Talvez não se fale de quem cria arte tanto quanto seria necessário, mas muito menos se fala de quem a mantém. Marta Borges é uma técnica de Conservação e Restauro. Convidámo-la para uma conversa com o Jornal Penumbra para saber mais sobre as características e dificuldades desta profissão tantas vezes esquecida.

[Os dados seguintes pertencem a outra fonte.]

PR #220, opened 2017-10-21
[MIG] pos_pricelist: Migration to 10.0

spacemonkeythe:


js-landoo:
Hi, @spacemonkeythe 
We are interested in this migration. 
We can test and code. I see most of the work is done, but it seems some features are not finished or enough tested.
If you agree we can discuss about features to be ported and what's the best way to do so.

I'll wait for your news. Many thanks for your efforts.

yelizariev:
cc @gabbasovdinar

pos_pricelist/__manifest__.py
```diff
@@ -18,23 +18,21 @@
...
 {
     'name': 'POS Pricelist',
-    'version': '8.0.1.2.0',
+    'version': '10.0.1.0.0',
     'category': 'Point Of Sale',
     'sequence': 1,
     'author': "Adil Houmadi @Taktik,Odoo Community Association (OCA)",
     'summary': 'Pricelist for Point of sale',
     'depends': [
+        'sale',
```
GabbasovDinar, line 27: why do you add the 'sale' to depends?

spacemonkeythe:
Hi @js-landoo 
Thanks for your response. I'm also interested to continue contribution on this matter, but I was (and still am) a little bit in a tight schedule. What's your suggestion, how should we proceed?

Kind regards

js-landoo:
Hi.
First.
We needed a fast solution to be able to use customer pricelist in POS v10. After some tests to this module we concluded it doesn't work (at least in our use case: formula type pricelists and each POS with a different pricelist based on standard one). And we didn't see any option to have it working in two weeks. That's why we finally bought a module in apps marketplace.

Second. 
During this time we have seen odoo v11 has this feature in community version, so our interest to develop such module for v10, has fallen down. In the future we will move to v11, so requirement will be solved with standard odoo.

Best regards.

pedrobaeza:
I close this one as there's a working backport from v11 already done in #247

PR #222, opened 2017-10-23
[8.0] hw_telium_payment_terminal: Update to newer pycountry API

alexis-via:


legalsylvain:
Hi @alexis-via. Thanks for maintaining this module.
If I understand correctly, pycountry API changed. Don't you think it could be good for people that use that module to : 
- bump the version of this module
- add a comment in the readme like. this module requires pycountry >= 17.x.y ? (I don't know another place where to put this important information).

otherwise, minor travis growls.

regards.

cvinh:
Hello I did the same PR here : https://github.com/OCA/pos/pull/195

alexis-via:
@invitu I didn't see your PR, sorry.
For POSbox module (hw_* modules), as the POSbox image runs on v8, we should only maintain the modules in the v8 branch. As v8 is no longer maintained, Odoo SA will probably update the POSbox image to a newer version, but it's not done yet.
I use pywebdriver, so I don't use this module any more. I still use the test-script though...

bealdav (approved):

bealdav:
@invitu  @legalsylvain I think you can approve now, for a quick merge. Thanks

PR #225, opened 2017-11-13
[ADD] new module pos_to_weight_by_product_uom

quentinDupont:
### Motivation
At the moment, when we create a new product and choose the unity of measure **kg**, 
we have to tick the checkbox 'To Weigh With Scale' in the Point of Sale part.

We want to **speed the process** of creating a new product, avoiding filling manually this parameter.

### Brief presentation 

This module extends the unities of measure (UOM) by adding a field **To weigh** in UOM categories and UOM, linked with the product.template field "to_weight".


hparfr (approved):

legalsylvain (approved):
:+1: !

Issue #112, opened 2016-08-04
[8.0] use of related field in rule


cubells:
Is It possible to use a related field for a rule?

I've got an error:
`ValueError: Invalid field 'company_id' in leaf "<osv.ExtendedLeaf: ('company_id', '=', False) on account_fiscal_position_tax (ctx: )>"`
due to this line:
https://github.com/OCA/pos/blob/8.0/pos_pricelist/security/account_fiscal_position_security.xml#L9

Is it necessary store=True here?:
https://github.com/OCA/pos/blob/8.0/pos_pricelist/models/account_fiscal_position.py#L11

pedrobaeza:
I haven't experimented any problem with that (I was the original author of it in https://github.com/OCA/pos/pull/85)

cubells:
Error raised after update all code from server and try to do a sale order. I'll test again.

legalsylvain:
hi @cubells, is this bug confirmed ?

cubells:
@legalsylvain : Yes, It is.

Tested and retested. If related field is not defined as store=True, then it can't be searched.

And then, this rule:
https://github.com/OCA/pos/blob/8.0/pos_pricelist/security/account_fiscal_position_security.xml#L9

throw a 

`ValueError: Invalid field 'company_id' in leaf "<osv.ExtendedLeaf: ('company_id', '=', False) on account_fiscal_position_tax (ctx: )>"`

Solution is this put store=True in this line:
https://github.com/OCA/pos/blob/8.0/pos_pricelist/models/account_fiscal_position.py#L11

Thanks.

StefanRijnhart:
@cubells How did you test this? I could not reproduce it. See my comment on Sylvain's fix, #229

legalsylvain:
Hi @cubells. I just retested this bug and did not reproduced it.
(Installed Odoo (OCB) + pos_pricelist) and try to access to the model account_fiscal_position_tax with the demo user. 

Maybe do you use an old version of Odoo or there is a problem on your instance. 
If the bug persist, could you point more precisely. (for exemple, with a demo on an instance on runbot, or writing a test in pos_pricelist) ?

Closing in the meantime. Feel free to reopen if you have new elements.

regards.

PR #229, opened 2017-12-05
[FIX][8.0] pos_pricelist rule error

legalsylvain:
Set account.fiscal.position.tax company_id to store = True to avoid rule error.

FIX : https://github.com/OCA/pos/issues/112

CC : @pedrobaeza, @StefanRijnhart, @cubells

### DIFF
--- a/pos_pricelist/models/account_fiscal_position.py
+++ b/pos_pricelist/models/account_fiscal_position.py
@@ -9,4 +9,5 @@ class AccountFiscalPositionTax(models.Model):
     _inherit = "account.fiscal.position.tax"
 
     company_id = fields.Many2one(
-        related="position_id.company_id", string="Company")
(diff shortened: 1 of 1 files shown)


StefanRijnhart:
I don't have this problem
```
>>> self.env['account.fiscal.position.tax'].search([('company_id', '=', False)])
account.fiscal.position.tax()
>>> self.pool['account.fiscal.position.tax'].search(self.env.cr, self.env.uid, [('company_id', '=', False)])
[]
```
So I'd like to see a test that reproduces the problem.

legalsylvain:
OK, I will investigate more. Sorry for the noice.

regards.

legalsylvain:
Just tested. Impossible to reproduce this bug. Close this PR. Sorry for the inconvenience.

PR #230, opened 2017-12-05
[9.0] Remove hw_customer_display and hw_telium_payment_terminal

alexis-via:
POSbox image runs Odoo v8, so we should maintain hw_* modules only in the 8.0 branch for the moment.


legalsylvain (approved):
Excellent suggestion. Thanks !

hparfr (approved):

PR #233, opened 2017-12-28
[IMP] custom BillTicket

ovnicraft:
Module to allow customize BillTicket in Restaurant

### DIFF
--- a/pos_custombill/__manifest__.py
+++ b/pos_custombill/__manifest__.py
@@ -1,0 +1,20 @@
+# -*- coding: utf-8 -*-
+{
+    'name': "Custom Bill Ticket",
+    'summary': """
+    Custom Bill Ticket
+    """,
+    'description': """
+    Custom Bill Ticket
+    """,
+    'author': "Cristian Salamea",
+    'website': "http://www.prisehub.com",
+    'category': 'POS',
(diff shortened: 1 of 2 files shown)


legalsylvain (changes requested):
Hi @ovnicraft. Thanks for your contribution.
About the code, there are some unrespected OCA conventions. (There are no OCA in the author, no manifest, etc...) And you does'nt seem to overload the xml bill ticket. And instead of, you seems to rewrite all the code, that is not the good way for a community module.
More generally, I'm not sure such module should be under OCA umbrella. (I did'nt understood exactly what the module changes), but it seems that it is a custom modification, not a generic one.
Thanks for your comments. 
regards.

ovnicraft:
@legalsylvain hi !  am resolving comments, about rewrite  XML, yes i c&p code, so i consider this module open the road to anyone wants to change BillTicket, no explict changes.
I can add this comments on README

legalsylvain:
Well. In the current state, this module can not be accepted in the OCA, for the reasons explained before. You can move it into a custom repository et make a reference in odoo appstore. So people will have the possibility to find it in appstore and on odoo-code-search.
I so close this PR.
regards.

Fala-nos um pouco sobre ti.
O meu nome é Marta Borges, tenho 23 anos e sou mestre em Conservação e Restauro, com especialização em Património Integrado. Em 2017, ingressei na Licenciatura de Conservação e Restauro, na Universidade Católica do Porto. A minha licenciatura consistia em semanas de quatro dias teóricos e apenas um prático. Isto fez-me procurar outras formas de ganhar mais experiência, através de estágios extracurriculares, em parceria com várias empresas e instituições que me deixavam frequentar os seus ateliers nos tempos livres.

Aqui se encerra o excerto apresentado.